*Your assignment*: Your answer should be the lines of the listing that contain the word "ViewAnnotationManagerError".

*Data under study*:
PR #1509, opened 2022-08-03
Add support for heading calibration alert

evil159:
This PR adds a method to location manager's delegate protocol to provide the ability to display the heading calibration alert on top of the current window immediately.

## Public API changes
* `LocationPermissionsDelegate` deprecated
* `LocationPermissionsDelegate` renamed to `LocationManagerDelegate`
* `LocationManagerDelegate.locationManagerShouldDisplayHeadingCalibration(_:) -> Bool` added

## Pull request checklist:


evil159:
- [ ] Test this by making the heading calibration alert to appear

==

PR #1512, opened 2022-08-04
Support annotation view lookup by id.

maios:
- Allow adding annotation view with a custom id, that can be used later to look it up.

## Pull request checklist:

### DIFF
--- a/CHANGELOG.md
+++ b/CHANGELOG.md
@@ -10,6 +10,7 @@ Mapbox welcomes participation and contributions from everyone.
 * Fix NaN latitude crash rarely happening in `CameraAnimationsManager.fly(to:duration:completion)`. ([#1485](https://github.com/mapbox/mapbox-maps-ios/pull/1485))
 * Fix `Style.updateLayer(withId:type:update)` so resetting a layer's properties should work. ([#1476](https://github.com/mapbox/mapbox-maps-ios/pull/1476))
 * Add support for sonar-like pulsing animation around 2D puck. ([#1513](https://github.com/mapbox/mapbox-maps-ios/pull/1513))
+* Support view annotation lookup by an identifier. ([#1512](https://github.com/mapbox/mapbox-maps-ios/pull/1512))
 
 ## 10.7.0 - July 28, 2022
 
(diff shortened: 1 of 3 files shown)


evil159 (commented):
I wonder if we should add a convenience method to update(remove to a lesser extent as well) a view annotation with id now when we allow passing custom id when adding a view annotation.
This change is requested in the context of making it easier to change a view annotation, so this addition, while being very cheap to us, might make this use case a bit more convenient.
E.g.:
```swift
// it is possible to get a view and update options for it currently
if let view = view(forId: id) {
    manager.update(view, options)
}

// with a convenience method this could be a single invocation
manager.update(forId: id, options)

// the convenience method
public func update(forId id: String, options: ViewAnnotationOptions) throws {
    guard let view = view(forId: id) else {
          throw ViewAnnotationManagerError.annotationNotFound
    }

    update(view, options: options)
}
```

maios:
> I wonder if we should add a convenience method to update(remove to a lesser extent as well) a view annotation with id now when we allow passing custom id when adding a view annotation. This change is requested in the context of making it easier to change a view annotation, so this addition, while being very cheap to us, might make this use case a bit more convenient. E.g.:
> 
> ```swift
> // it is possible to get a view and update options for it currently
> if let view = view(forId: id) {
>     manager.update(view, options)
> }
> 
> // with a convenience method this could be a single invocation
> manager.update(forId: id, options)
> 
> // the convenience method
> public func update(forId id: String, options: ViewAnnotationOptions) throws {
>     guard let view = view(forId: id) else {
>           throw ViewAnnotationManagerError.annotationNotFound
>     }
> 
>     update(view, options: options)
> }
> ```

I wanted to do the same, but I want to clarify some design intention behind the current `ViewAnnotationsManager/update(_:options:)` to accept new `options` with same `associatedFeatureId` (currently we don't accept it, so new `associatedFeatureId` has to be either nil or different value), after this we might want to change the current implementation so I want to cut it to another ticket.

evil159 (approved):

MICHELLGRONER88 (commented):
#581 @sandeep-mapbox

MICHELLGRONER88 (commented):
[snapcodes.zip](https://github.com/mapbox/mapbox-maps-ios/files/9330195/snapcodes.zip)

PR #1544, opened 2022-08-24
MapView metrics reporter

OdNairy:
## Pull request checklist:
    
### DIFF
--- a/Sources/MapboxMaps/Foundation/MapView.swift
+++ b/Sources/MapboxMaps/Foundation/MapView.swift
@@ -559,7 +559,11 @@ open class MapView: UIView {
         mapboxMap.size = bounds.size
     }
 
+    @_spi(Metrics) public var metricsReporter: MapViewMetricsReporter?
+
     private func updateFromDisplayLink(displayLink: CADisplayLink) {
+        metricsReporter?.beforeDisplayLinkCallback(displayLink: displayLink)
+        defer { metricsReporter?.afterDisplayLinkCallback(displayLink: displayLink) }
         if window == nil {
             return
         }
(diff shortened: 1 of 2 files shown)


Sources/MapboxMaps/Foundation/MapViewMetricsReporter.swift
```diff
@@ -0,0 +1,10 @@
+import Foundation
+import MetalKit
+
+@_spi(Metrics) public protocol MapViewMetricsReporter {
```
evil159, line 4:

---

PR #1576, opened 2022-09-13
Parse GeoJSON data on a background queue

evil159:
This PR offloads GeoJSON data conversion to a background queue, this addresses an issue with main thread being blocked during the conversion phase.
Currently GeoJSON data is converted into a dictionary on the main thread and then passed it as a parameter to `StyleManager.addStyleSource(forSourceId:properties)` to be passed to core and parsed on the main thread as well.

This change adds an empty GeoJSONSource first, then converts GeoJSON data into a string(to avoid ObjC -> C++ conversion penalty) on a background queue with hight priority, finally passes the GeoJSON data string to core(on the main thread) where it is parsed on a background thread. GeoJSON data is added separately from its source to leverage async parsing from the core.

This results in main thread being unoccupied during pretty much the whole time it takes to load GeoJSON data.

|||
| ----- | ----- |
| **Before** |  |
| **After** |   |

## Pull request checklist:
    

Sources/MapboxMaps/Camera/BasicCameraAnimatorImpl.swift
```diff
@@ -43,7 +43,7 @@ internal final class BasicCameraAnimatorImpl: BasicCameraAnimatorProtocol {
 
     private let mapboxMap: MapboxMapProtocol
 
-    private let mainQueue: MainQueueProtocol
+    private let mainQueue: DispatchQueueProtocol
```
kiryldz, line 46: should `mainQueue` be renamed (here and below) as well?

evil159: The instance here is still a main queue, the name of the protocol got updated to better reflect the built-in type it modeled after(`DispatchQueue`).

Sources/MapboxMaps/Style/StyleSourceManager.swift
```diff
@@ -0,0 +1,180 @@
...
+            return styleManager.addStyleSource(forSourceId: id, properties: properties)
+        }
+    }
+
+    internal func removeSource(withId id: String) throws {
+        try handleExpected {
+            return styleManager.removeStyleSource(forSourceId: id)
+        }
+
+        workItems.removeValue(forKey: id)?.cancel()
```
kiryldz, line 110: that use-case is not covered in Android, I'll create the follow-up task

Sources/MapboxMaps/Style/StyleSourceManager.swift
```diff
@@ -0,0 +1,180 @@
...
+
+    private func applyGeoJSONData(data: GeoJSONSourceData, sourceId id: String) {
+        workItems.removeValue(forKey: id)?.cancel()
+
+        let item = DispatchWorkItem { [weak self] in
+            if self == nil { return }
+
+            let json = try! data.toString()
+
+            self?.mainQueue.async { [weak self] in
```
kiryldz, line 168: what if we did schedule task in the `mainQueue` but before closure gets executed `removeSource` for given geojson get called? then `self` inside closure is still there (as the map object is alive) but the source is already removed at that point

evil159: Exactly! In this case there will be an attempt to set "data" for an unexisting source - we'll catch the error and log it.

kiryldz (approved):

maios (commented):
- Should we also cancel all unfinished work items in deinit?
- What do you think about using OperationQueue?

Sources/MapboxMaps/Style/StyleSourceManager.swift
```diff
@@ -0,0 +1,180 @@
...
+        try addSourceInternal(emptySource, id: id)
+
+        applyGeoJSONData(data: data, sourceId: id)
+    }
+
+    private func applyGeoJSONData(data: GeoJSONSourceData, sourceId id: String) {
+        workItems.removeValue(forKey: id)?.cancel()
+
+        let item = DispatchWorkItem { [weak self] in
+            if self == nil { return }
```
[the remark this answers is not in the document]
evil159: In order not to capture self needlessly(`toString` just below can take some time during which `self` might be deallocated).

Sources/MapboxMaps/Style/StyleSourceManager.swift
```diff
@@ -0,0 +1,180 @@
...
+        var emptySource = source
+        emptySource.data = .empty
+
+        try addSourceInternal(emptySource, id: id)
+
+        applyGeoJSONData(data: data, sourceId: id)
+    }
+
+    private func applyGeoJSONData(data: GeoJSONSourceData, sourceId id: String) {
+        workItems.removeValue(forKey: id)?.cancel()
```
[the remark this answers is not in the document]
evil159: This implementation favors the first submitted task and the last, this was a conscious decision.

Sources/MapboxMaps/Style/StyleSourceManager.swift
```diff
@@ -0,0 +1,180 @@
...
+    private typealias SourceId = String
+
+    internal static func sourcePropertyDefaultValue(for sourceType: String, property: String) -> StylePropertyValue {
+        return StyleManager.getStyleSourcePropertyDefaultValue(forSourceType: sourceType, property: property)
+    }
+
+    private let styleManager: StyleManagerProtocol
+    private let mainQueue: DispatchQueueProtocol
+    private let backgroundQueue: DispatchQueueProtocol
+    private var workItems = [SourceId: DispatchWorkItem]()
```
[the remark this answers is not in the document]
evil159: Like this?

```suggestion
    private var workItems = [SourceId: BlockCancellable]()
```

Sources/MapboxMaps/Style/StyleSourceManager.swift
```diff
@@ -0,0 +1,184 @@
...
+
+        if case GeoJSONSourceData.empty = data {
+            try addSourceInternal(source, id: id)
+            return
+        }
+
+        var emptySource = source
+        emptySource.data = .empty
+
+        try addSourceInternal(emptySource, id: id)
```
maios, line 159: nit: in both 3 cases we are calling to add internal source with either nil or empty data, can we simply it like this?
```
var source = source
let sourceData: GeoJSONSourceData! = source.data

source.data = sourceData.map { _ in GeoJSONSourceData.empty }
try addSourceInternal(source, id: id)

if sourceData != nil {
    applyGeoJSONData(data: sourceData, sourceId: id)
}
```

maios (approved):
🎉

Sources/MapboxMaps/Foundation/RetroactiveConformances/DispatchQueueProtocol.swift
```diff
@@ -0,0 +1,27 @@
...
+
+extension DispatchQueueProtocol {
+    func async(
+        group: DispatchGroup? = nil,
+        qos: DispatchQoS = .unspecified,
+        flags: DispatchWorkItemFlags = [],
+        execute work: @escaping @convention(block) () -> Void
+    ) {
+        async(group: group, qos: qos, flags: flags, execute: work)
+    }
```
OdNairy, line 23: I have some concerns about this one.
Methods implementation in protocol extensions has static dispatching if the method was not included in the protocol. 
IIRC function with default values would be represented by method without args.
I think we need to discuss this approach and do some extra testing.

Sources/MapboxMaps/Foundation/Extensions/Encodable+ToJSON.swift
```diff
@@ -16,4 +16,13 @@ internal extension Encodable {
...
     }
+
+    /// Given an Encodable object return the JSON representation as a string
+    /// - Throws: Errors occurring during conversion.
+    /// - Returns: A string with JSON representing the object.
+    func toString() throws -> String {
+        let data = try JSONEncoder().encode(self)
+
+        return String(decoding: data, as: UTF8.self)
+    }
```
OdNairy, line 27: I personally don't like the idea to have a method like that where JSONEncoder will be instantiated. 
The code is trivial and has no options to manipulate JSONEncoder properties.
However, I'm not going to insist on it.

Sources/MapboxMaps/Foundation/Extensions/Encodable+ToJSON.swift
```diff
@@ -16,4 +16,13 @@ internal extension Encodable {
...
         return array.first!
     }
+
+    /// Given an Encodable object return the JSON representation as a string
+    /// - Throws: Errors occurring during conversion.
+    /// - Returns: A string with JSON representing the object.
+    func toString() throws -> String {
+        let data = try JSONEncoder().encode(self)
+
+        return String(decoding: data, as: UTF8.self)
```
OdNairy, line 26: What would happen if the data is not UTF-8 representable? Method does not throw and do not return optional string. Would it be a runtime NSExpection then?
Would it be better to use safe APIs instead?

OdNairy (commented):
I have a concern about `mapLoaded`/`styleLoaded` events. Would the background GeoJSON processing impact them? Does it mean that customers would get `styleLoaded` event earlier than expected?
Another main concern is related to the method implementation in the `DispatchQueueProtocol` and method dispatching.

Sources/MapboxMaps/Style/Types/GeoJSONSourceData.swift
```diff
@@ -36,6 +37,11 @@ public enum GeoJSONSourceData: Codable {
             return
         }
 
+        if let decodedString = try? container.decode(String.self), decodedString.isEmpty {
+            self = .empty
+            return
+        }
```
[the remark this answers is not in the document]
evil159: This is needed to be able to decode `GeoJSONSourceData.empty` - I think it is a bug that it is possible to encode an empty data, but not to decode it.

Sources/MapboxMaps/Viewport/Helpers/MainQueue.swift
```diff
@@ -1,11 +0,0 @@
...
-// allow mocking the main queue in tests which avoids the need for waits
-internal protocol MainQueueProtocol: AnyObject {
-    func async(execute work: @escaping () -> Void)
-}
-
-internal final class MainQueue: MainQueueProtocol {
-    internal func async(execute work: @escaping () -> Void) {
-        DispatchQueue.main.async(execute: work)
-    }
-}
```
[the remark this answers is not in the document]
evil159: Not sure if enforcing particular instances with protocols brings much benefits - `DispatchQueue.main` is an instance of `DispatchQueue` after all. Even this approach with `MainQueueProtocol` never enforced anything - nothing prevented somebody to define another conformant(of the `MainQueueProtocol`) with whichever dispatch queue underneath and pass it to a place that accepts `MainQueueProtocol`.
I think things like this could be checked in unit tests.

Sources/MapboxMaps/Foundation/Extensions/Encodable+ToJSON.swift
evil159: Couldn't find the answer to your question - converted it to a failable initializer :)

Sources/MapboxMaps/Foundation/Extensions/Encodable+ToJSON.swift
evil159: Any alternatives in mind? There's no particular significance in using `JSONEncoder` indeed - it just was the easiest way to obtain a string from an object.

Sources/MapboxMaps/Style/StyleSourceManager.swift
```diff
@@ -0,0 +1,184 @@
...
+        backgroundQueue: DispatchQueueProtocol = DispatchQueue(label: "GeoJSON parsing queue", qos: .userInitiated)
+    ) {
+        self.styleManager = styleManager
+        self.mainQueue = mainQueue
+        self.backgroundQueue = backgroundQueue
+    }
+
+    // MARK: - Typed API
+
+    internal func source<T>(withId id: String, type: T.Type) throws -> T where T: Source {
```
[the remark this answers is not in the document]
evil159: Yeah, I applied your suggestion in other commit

*Output below*:
          throw ViewAnnotationManagerError.annotationNotFound
>           throw ViewAnnotationManagerError.annotationNotFound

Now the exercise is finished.